Бальдур не услышал, он умел не слышать то, что не хочется, и продолжал как ни в чем ни бывало, но теперь очень тихо:
- И потому вам теперь не обязательно заставлять меня умываться грязью. Проще получить удовольствие не столь извращенным способом. Думаю, я могу рассчитывать на то, что вы будете достаточно нежным...
Н. постоял, подумал, покурил еще... и распахнул дверь темного штаба:
- Заходите-ка... поговорим. На интересную вам тему.
Бальдур на миг задержался, я обрадовался - одумался, может? - да это уже не имело значения, потому что Н. наконец изменила сдержанность, и он дал ему такого тычка, что Бальдур влетел в штаб, чуть не споткнувшись о порог.
Я намеренно не описываю, что я чувствовал в эти минуты. Это меня совсем не украшает. Достаточно сказать, что у меня руки чесались набить кое-кому морду. И этот кое-кто - не Н. Его-то я нисколько не осуждал и прекрасно понимал. Когда Бальдур был в ударе, он мог совратить даже святого. Но мне от этого было не легче. (на полях: «Молилась ли ты на ночь?...»)
Начать с того, что «то, что ему нравится» Бальдур мог именно этим вечером сделать со мной, а не с этим швабским «красавчиком», потому что все парни и офицеры были увлечены пьянкой, и найти тихий темный уголок не составило бы труда... И ведь сейчас он не был пьян, как тогда, с Рёмом и Хайнесом...
Естественно, подсмотреть, что творилось в штабе, я не мог. (на полях: «И слава Богу, это очень глупо выглядело»)
Но слышать я кое-что слышал, потому что, забыв о всякой осторожности, вкрался на крыльцо, к закрытой двери. (на полях: «Сукин сын»)

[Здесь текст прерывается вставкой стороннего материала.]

PR #44, opened 2022-10-05
DOCS-831: Fix TOC for doc pages composed only by components

alexeymagdich-tigera:
https://tigera.atlassian.net/browse/DOCS-831

Here's the example of the doc page that is composed only of partial components - TOC is displayed correctly. The approach is based on swizzling - the same as https://github.com/tigera/docs/pull/40.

Н. долго целовал его. А потом…
Щелчки расстегиваемых пряжек, шелест, возня...
- Черт, Ширах... неужели вам не больно, когда я это делаю?
- Почему мне... должно быть... больно? И потом... вы ведь не грубо это делаете...
- Удивительно...
- Привычка...
- Вторая натура...
- А вы не можете... звать меня... все же... по имени?..
- Нет... не могу...
Дальше звуки, издаваемые Бальдуром и Н., перестали быть осмысленными...
Я вернулся в столовую, мне хотелось выпить, и я подсел к Эрику Хайнке и Альберту Хольту.
- А где Бальдур? - спросил Эрик.
- Не знаю, где. Может, перепил и толчок в уборной пугает...
- Да он и выпил всего ничего.
- Индивидуальная непереносимость, - с умным видом пояснил я, - они у нас голубых кровей, простой шнапс раздражает их нежную желудочную стенку.
Эрик и Альберт загоготали. Да уж. Интересно, смеялись бы они, если б я сказал им, чем занят Бальдур на самом деле? Не простой шнапс, а простой швабский хуй. И не желудочную стенку, а стенки анального прохода. Что, разумеется, несравненно приятнее.
А Бальдур вскоре вошел - и для любого, кроме меня, сошел бы за хорошо выпившего, но я-то его знал - и видел, что Н. хорошо поработал над ним. После особенно удачного траха Бальдур даже шел, еле видно пошатываясь - как бывает после того, как переплаваешь и вылезешь из воды. Морда у него была румяная, глаза поблескивали.